Nos hemos comido el roscón, los polvorones, el pavo, el pato, el cordero, el plato de gambas, la caña de lomo, el jamón regalado, la mojama de Barbate y las cocochas en salsa verde, dos tabletas de turrón y una caja de bombones y ahora queremos adelgazarlo todo en un rato, en tres paseos, en unas cuantas sentadillas, en 20 kilómetros de bicicleta. Queremos y pretendemos que los efectos de nuestros excesos se eliminen en un abrir y cerrar de ojos, sin esfuerzo, y no, las cosas cuestan, hasta las más simples y livianas. Nos hemos arremolinado en bares, terrazas, veladores y carpas, en reuniones con amigos y familiares sin respetar las más mínimas normas de seguridad, y ahora pretendemos que los datos de contagios no crezcan. Eso sí, mientras incumpliamos con nuestra parte hemos puesto a caldo a todo aquel que tampoco lo ha hecho, al Gobierno, al Ayuntamiento, a los políticos y a quien fuera necesario. Porque nosotros, aunque nos hayamos saltado las indicaciones, nos las hemos saltado con sentido común, con cuidado, porque nosotros no podemos contagiar a nadie, como tampoco nos pueden contagiar a nosotros. Y después, nos asomamos a la ventana y vemos a dos personas a menos de metro y medio, o paseando descubrimos esa terraza en la que se arremolinan sin mascarillas y nos escandalizamos, y hasta estamos dispuestos a avisar a la policía porque hay cosas que no se pueden permitir. Faltaría más. Tenemos lo que nos mrecemos, nos decimos, no comprendeo a esta gente, argumentamos, no nos extrañemos luego de lo que pase, pronosticamos. Somos así, no lo podemos evitar.

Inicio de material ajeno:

PR #20032, opened 2020-02-04
Use Dropwizard metrics BOM to manage dependencies

dreis2211:
Hi,

I just noticed that we could make use of Dropwizard's `metrics-bom` to manage the dependencies. While doing so, I upgraded to 4.1.2 directly, because it adds dependency management for `metrics-collectd`.

Let me know what you think.
Cheers,
Christoph

### DIFF
--- a/spring-boot-project/spring-boot-dependencies/build.gradle
+++ b/spring-boot-project/spring-boot-dependencies/build.gradle
@@ -250,25 +250,10 @@ bom {
 			]
 		}
 	}
-	library("Dropwizard Metrics", "4.1.1") {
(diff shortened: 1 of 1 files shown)


snicoll:
> While doing so, I upgraded to 4.1.2 directly

@dreis2211 I forgot to mention that I've polished the PR and downgraded as we prefer that dependency upgrades are done in an isolated commit with a dedicated issue so that users can find those more easily. I'll upgrade to `4.1.2` shortly.

dreis2211:
Thanks for the update. I wasn't sure if that's okay - thanks for clarifying it :)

Que el 2020 fue un mal año no es el resultado de un análisis profundo y sesudo, basta con levantar la vista por encima de nuestra taza de café para contemplar el páramo que comienza a extenderse como una alfombra sin flores ni estrellas. Lo pasamos mal, sí, sanitaria, mental y materialmente y me temo que nos toca serguir pasándolo mal un tiempo. Ese es el horizonte, el resultado del batacazo, la sangre de la rodilla, que aún no se ha convertido en costra. Herida abierta. Ese tiempo pasado sigue estando muy presente de un modo y otro, de hecho este 2021 se parece, todavía, demasiado al terrible 2020. Pero cuenta con una gran diferencia, contemplamos una esperanza, una puerta, una luz al final del túnel con forma de vacuna. Eso no lo teníamos antes, no, sólo oscuridad, impotencia, incertidumbre, ignorancia. Es mucho. Porque a pesar de los tiempos y los modos, de la lentitud y de la rapidez en determinados lugares, a pesar de la manifiesta incapacidad de demasiados responsables públicos, a pesar de los negacionistas y demás inventores de conspiraciones, la vacuna habrá de marcar un antes y un después en la historia de esta imprevista pandemia. Como lo antes la han hecho otras vacunas en nuestra historia más reciente, posibilitando que la ciencia se impusiera a la enfermedad. Es una historia real, contrastada, pasó, y no hace tanto, siguen actuando en nuestro organismo, blindándonos. Por eso no es una ilusión o una utopía considerar la vacuna como nuestra gran esperanza.
Pero la esperanza, como los caminos, como los hijos y las civilizaciones, se construyen con tiempo y dedicación, con perspectiva de futuro, entregándonos. Poniendo de nuestra parte. Siendo generosos, responsables. No sé si lo mío es un optimismo excesivo o la necesidad de creer que iremos a mejor con tal de superar este presente; tengo la impresión, y también la intuición, de que nos irá mejor, que en los próximos meses habrá cambios significativos cuando la vacunación alcance a un mayor número de población. Pero no basta sólo con la vacuna, tenemos que poner de nuestra parte, ahora, ya, desde hoy, desde este preciso momento. Si la tercera ola la convertimos en tsunami los plazos se alargarán, nos costará mucho más llegar a la añorada realidad. A lo que fuimos, y que ahora tanto y tanto deseamos. Por eso, ahora nos toca.